Start of Block

PR #261, opened 2022-10-26
CwmsDataManager was setting office_id on its own.  Replaced with indi…

rma-rripken:
…vidual dao objects for consistency with all the other controller/dao pairs.


rma-rripken:
This fixes an error that was making the Parameters end-point throw a npe.  I don't understand the exception but this fixes it.

MikeNeilson (approved):
Good consistency.

PR #263, opened 2022-10-28
Can't include DB_OFFICE_ID in the join because its the office id of t…

rma-rripken:
…he location from the timeseries.  The category or group is either going to belong to 'CWMS' or the office and if the office is not CWMS then DB_OFFICE_ID==office

### DIFF
--- a/cwms_radar_api/src/main/java/cwms/radar/data/dao/LocationGroupDao.java
+++ b/cwms_radar_api/src/main/java/cwms/radar/data/dao/LocationGroupDao.java
@@ -171,7 +171,7 @@ public class LocationGroupDao extends JooqDao<LocationGroup> {
         if (officeId != null) {
             if (CWMS.equalsIgnoreCase(officeId)) {
                 connectBy = onStep.where(alcg.CAT_DB_OFFICE_ID.eq(CWMS)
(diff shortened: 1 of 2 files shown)


rma-rripken:
My previous fix to the timeseries groups and location groups broken them in a different way.  This PR should make them work correctly.

cwms_radar_api/src/main/java/cwms/radar/data/dao/LocationGroupDao.java
```diff
@@ -26,13 +27,15 @@
...
 import org.jooq.TableField;
-
+import org.jooq.impl.DSL;
 import usace.cwms.db.jooq.codegen.tables.AV_LOC;
 import usace.cwms.db.jooq.codegen.tables.AV_LOC_CAT_GRP;
 import usace.cwms.db.jooq.codegen.tables.AV_LOC_GRP_ASSGN;
 
 public class LocationGroupDao extends JooqDao<LocationGroup> {
 
+    public static final String CWMS = "CWMS";
```
MikeNeilson, line 37: perhaps we should take the time to put these in the Enum section for constants. Not now though, just food for thought, it's already duplicated within this PR though.

MikeNeilson (approved):

Issue #147, opened 2022-01-20
Timeseries datetime format doesn't round-trip, and doesn't follow ISO spec


DanielTOsborne:
This looks like a regression since #29.

The GET /timeseries API begin/end parameters don't allow the colon to be missing from the timezone offset.
The ISO spec allows the colon to be optional.

In addition, the timestamp string in the result output doesn't have the colon, so the value cannot be used as input (doesn't round-trip).

Here's the output if the begin and end times are unspecified (left default):
![image](https://user-images.githubusercontent.com/73709911/150420722-eda11cae-0c3b-4ebd-8785-78b170fb2686.png)

Here's the result if you try to use that same value as input:
![image](https://user-images.githubusercontent.com/73709911/150420814-2e97fd18-ae95-46c9-9dc9-1ca708fd1a01.png)

![image](https://user-images.githubusercontent.com/73709911/150422526-35f39762-48b0-4d8c-8fd2-36e31f68e492.png)

```
20-Jan-2022 21:08:37.017 WARNING [https-jsse-nio-8243-exec-545] cwms.radar.ApiServlet.lambda$init$10 error on request[-182024070399621528]: /spk-data/timeseries
        java.time.format.DateTimeParseException: Text '2022-01-19T20:52:52+0000[UTC]' could not be parsed, unparsed text found at index 19
                at java.time.format.DateTimeFormatter.parseResolved0(DateTimeFormatter.java:1952)
                at java.time.format.DateTimeFormatter.parseBest(DateTimeFormatter.java:1897)
                at cwms.radar.data.dao.TimeSeriesDaoImpl.getZonedDateTime(TimeSeriesDaoImpl.java:139)
                at cwms.radar.data.dao.TimeSeriesDaoImpl.getTimeseries(TimeSeriesDaoImpl.java:120)
                at cwms.radar.api.TimeSeriesController.getAll(TimeSeriesController.java:245)
                at io.javalin.apibuilder.CrudFunction$1.invoke$lambda-0(CrudHandler.kt:30)
```

Adding a colon to the offset allows the query to execute successfully.
E.g., `2022-01-19T20:52:52+00:00[UTC]`

Issue #74, opened 2021-11-02
TimeSeries v2 endpoints date format does not quite match the documentation


rripken:
The documentation for TimeSeries start/end claim ISO 8601 extended with an example.  
But the example is subtly different from what the TimeSeries v2 Dao is expecting.
The documentation gives the example of 2021-06-10T13:00:00-0700[PST8PDT] 
But I believe the v2 Dao is expecting something that will parse with DateTimeFormatter.ISO_DATE_TIME.   I believe the above example would need to be changed so that the -0700 part includes a colon like : -07:00.
Perhaps we need to be more flexible in date parsing and try parsing with a couple of different formats?

It seems a little weird that the API accepts dates in one format but then the results returned use a different format (the ZONED_DATE_TIME_FORMAT inside TimeSeries).

Should the legacy xml/json end-points be adjusted to use a common date format with the newer end-points and then those input values converted to whatever format the pl/sql is expecting?

MikeNeilson:
There is an additional issue where by default a lot of web servers strip the [ and ] characters from URLs. Fortunately there is no specific STIG related requirement for that, but it is a concern.

As for adjusting the legacy formats. Unfortunately no, instead we should plan for their retirement. We must maintain backwards compatibility for a while yet. Once we can provide more training and get people off the hold mechanisms we can remove them.

rma-rripken:
This is related to  #147

rma-rripken:
The with or without colon issue could be solved by the suggestions here: 
https://stackoverflow.com/questions/66812557/how-to-parse-a-date-with-timezone-with-and-without-colon/66812678#66812678

rma-rripken:
I think my suggestion about working with the legacy pl/sql was misunderstood but I think we're on the same page.   I'm not suggesting that Radar modify the legacy pl/sql calls.   I'm suggesting that Radar always parse the start/end date strings with a standard format into a ZonedDateTime and when Radar is required to forward calls into pl/sql b/c of the format query param or similar that Radar then internally formats the ZonedDateTime into the appropriate String format for the pl/sql call that is about to be made.    It would be too difficult to try and document which formats are expected by which combinations of arguments.

MikeNeilson:
Oh yes, that I completely agree with. Sorry.

MikeNeilson:
[...]

PR #296, opened 2022-12-08
Added fallback format to parse offsets that don't have colon and addi…

rma-rripken:
…tional test cases for format that was given in Swagger doc and also example from format TimeSeries uses.

### DIFF
--- a/cwms_radar_api/src/main/java/cwms/radar/helpers/DateUtils.java
+++ b/cwms_radar_api/src/main/java/cwms/radar/helpers/DateUtils.java
@@ -1,58 +1,160 @@
 package cwms.radar.helpers;
 
-import java.time.Period;
+import com.google.common.flogger.FluentLogger;
 import java.time.Duration;
+import java.time.Instant;
+import java.time.LocalDate;
 import java.time.LocalDateTime;
+import java.time.Period;
 import java.time.ZoneId;
 import java.time.ZonedDateTime;
-import java.util.regex.Matcher;
+import java.time.format.DateTimeFormatter;
+import java.time.format.DateTimeFormatterBuilder;
+import java.time.format.DateTimeParseException;
+import java.time.temporal.TemporalAccessor;
 import java.util.regex.Pattern;
 
 
 public class DateUtils {
-    private static final Pattern WITH_TZ_INFO = Pattern.compile(".*([-+][0-9]{2}(:[0-9]{2})?|Z|\\[[a-zA-Z]*(\\/[a-zA-Z]*)?\\])$");
+    private static final FluentLogger logger = FluentLogger.forEnclosingClass();
 
-    public static ZonedDateTime parseUserDate(String date,String timezone){
+    // This pattern matches if a string ends with an offset (like -07:00 or -0700),
+    // or a Z,
+    // or a named timezone (like [UTC] or [US/Pacific])
+    // The pattern is not concerned with the date/time part
+    private static final Pattern WITH_TZ_INFO = Pattern.compile(".*"
+            + "("   // followed by
+            + "[-+]\\d{2}"   // 2 digit hour offset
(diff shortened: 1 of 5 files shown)


rma-rripken:
This is related to #147 and #74

cwms_radar_api/src/main/java/cwms/radar/helpers/DateUtils.java
```diff
@@ -1,58 +1,174 @@
...
+            + "(:?\\d{2})?"  // optional colon and 2 digit minute offset
+            + "|Z" // OR Z
+            + "|\\[" // OR an open square bracket
+            + "[a-zA-Z0-9]*" // any number of letters and numbers
+            + "(/[a-zA-Z_]*)?" // optionally followed by a / and more letters or underbar as in Los_Angeles
+            + "]" // followed by a close square bracket
+            + ")"
+            + "$" // then String must immediately end
+            );
+
```
MikeNeilson, line 38: I don't think I've ever seen anyone layout a regular expression like this... thank you.

cwms_radar_api/src/main/java/cwms/radar/helpers/DateUtils.java
```diff
@@ -1,58 +1,174 @@
...
+     * @return The parsed ZonedDateTime
+     */
+    public static ZonedDateTime parseUserDate(String text, String timezone) {
         ZoneId tz = ZoneId.of(timezone);
-        return parseUserDate(date, tz, ZonedDateTime.now(tz));
+        return parseUserDate(text, tz, ZonedDateTime.now(tz));
     }
 
-    public static ZonedDateTime parseUserDate(String date, ZoneId tz, ZonedDateTime now){
+    public static ZonedDateTime parseUserDate(String date, ZoneId tz, ZonedDateTime now) {
```
MikeNeilson: date here should likely also be "text" to be consistent.

cwms_radar_api/src/main/java/cwms/radar/helpers/DateUtils.java
```diff
@@ -1,58 +1,174 @@
...
+                // Still couldn't parse so might as well throw the original exception.
+                throw e;
+            }
+        }
+
+        return zdt;
     }
 
-    private static ZonedDateTime parserUserPeriod(String date, ZoneId tz, ZonedDateTime now) {
+    private static ZonedDateTime firstMatch(String text, String[] possibleDateFormats) {
```
MikeNeilson: nitpicky, but maybe return optional instead of null?

MikeNeilson (dismissed):

cwms_radar_api/src/main/java/cwms/radar/helpers/DateUtils.java
rma-rripken: agreed

cwms_radar_api/src/main/java/cwms/radar/helpers/DateUtils.java
rma-rripken: Agreed, I forget about Optional.

cwms_radar_api/src/main/java/cwms/radar/helpers/DateUtils.java
rma-rripken: Regex, in general, is missing ergonomics.  I ended up picking apart the regex just to understand it so I figured I'd leave the comments for future readers.  I know there are some Regex builder libraries but we don't ever seem to do enough regex to justify bringing one in.

MikeNeilson (approved):

rma-rripken:
This is a significant change for user input that included zone/offset information.   I think the old behavior was wrong. I encourage reviewers to double check this PR b/c I really don't want to get this wrong.

adamkorynta (approved):

PR #297, opened 2022-12-09
Bugfix/295 npe

rma-rripken:


rma-rripken:
To address the NPE in #295

adamkorynta (approved):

End of Block

In the records above, find each line with the word "followed" and copy it.

+            + "("   // followed by
+            + "(/[a-zA-Z_]*)?" // optionally followed by a / and more letters or underbar as in Los_Angeles
+            + "]" // followed by a close square bracket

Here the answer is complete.